WHAT YOU ARE ASKED TO DO — Please return every line of the records that contains the word "vmclarity".

[Stored items]

- Opening Delimiter -

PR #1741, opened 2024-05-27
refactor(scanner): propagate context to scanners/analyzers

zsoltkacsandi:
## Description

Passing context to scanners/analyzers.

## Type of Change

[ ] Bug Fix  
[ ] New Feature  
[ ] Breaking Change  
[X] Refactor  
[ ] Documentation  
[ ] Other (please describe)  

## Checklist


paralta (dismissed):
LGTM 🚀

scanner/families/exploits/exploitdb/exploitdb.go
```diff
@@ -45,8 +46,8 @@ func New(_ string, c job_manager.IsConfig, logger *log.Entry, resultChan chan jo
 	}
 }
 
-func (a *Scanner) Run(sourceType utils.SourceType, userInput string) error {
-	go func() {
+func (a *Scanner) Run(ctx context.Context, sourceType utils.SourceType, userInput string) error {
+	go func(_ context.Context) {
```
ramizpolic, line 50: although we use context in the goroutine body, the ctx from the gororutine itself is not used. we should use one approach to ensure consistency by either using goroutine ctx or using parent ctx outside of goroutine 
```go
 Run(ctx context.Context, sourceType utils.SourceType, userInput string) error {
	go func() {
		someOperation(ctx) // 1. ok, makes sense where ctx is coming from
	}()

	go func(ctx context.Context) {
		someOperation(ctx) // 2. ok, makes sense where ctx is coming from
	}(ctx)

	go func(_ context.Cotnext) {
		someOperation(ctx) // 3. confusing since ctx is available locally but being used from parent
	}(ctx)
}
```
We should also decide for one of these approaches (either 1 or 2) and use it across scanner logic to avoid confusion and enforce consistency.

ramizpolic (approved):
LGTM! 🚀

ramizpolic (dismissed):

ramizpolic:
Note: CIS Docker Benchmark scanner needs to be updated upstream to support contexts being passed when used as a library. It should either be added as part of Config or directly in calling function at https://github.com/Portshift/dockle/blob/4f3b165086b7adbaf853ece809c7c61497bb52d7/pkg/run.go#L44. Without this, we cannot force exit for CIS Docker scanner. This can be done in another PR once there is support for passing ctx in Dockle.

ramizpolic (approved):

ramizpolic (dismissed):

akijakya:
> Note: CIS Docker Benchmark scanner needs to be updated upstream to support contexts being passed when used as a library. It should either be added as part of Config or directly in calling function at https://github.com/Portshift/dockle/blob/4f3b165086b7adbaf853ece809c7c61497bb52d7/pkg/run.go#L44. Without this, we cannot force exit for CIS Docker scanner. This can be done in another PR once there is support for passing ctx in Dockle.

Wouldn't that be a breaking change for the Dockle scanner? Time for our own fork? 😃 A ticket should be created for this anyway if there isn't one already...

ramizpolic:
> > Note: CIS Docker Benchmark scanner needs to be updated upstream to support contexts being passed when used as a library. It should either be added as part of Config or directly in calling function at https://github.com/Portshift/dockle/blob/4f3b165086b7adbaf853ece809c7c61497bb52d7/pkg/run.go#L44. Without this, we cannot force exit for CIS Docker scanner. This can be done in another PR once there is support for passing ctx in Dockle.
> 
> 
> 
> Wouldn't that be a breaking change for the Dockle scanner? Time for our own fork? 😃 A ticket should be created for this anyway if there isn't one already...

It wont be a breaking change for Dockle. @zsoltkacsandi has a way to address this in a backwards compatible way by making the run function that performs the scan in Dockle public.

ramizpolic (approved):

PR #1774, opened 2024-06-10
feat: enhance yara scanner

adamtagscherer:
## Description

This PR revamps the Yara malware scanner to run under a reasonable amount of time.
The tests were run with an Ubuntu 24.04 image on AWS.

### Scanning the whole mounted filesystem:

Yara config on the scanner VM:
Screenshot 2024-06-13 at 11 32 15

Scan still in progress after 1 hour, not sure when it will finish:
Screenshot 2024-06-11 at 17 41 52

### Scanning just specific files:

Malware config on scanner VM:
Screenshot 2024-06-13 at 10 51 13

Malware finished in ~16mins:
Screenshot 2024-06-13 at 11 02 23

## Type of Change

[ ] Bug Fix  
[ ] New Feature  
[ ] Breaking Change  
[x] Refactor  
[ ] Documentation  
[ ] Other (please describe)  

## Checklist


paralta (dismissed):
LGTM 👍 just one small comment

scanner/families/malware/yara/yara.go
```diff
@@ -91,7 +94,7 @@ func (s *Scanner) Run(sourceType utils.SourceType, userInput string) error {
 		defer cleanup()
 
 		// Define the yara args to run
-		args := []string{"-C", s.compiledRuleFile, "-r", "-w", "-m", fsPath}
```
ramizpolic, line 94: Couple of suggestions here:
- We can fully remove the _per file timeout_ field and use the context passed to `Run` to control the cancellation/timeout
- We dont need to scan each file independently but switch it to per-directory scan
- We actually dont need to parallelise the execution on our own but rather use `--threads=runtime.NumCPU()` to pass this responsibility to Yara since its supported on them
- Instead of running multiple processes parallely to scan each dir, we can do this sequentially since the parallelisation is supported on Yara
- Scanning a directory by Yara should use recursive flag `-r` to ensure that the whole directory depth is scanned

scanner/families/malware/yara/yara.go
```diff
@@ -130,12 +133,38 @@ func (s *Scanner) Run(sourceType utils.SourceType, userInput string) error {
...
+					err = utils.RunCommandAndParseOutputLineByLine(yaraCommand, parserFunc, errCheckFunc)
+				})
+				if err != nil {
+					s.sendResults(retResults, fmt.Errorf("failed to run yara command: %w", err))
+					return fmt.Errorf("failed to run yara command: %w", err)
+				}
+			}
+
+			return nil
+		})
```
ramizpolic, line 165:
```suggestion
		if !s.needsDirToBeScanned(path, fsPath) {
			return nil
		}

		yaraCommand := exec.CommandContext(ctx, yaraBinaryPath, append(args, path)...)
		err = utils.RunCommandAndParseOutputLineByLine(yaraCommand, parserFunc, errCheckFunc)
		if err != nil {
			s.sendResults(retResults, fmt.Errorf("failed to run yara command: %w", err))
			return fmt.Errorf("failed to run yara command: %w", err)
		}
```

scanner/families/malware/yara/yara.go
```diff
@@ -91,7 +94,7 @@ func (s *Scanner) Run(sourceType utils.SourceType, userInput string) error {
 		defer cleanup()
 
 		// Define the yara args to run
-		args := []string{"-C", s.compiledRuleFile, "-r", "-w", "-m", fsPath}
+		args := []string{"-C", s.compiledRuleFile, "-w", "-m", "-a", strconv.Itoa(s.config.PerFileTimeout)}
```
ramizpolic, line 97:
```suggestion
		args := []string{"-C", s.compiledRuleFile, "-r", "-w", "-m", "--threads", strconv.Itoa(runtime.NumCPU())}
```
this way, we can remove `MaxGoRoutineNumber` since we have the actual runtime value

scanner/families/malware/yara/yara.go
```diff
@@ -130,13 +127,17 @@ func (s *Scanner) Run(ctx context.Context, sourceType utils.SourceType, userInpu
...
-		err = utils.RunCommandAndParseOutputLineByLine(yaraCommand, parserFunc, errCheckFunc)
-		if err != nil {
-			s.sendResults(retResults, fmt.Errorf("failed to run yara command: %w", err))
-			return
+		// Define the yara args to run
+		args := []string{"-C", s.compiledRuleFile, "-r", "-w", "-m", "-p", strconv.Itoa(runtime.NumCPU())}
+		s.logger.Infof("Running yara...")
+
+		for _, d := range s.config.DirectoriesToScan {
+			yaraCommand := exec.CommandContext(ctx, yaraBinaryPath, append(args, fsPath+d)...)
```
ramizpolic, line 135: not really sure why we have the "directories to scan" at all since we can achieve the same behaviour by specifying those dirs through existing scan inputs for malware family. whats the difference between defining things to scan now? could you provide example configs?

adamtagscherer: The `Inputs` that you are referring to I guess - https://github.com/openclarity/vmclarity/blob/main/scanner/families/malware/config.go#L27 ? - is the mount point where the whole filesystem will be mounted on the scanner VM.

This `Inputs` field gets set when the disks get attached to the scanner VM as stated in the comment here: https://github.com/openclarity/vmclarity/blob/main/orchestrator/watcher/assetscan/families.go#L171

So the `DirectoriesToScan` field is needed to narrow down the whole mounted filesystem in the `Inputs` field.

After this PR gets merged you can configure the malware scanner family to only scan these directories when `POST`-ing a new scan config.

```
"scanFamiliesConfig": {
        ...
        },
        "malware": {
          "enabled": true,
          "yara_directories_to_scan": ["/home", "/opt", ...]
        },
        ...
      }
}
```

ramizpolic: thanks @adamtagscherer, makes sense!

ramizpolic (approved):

- Closing Delimiter -

RESPONSE TO THE EXERCISE —
adamtagscherer: The `Inputs` that you are referring to I guess - https://github.com/openclarity/vmclarity/blob/main/scanner/families/malware/config.go#L27 ? - is the mount point where the whole filesystem will be mounted on the scanner VM.
This `Inputs` field gets set when the disks get attached to the scanner VM as stated in the comment here: https://github.com/openclarity/vmclarity/blob/main/orchestrator/watcher/assetscan/families.go#L171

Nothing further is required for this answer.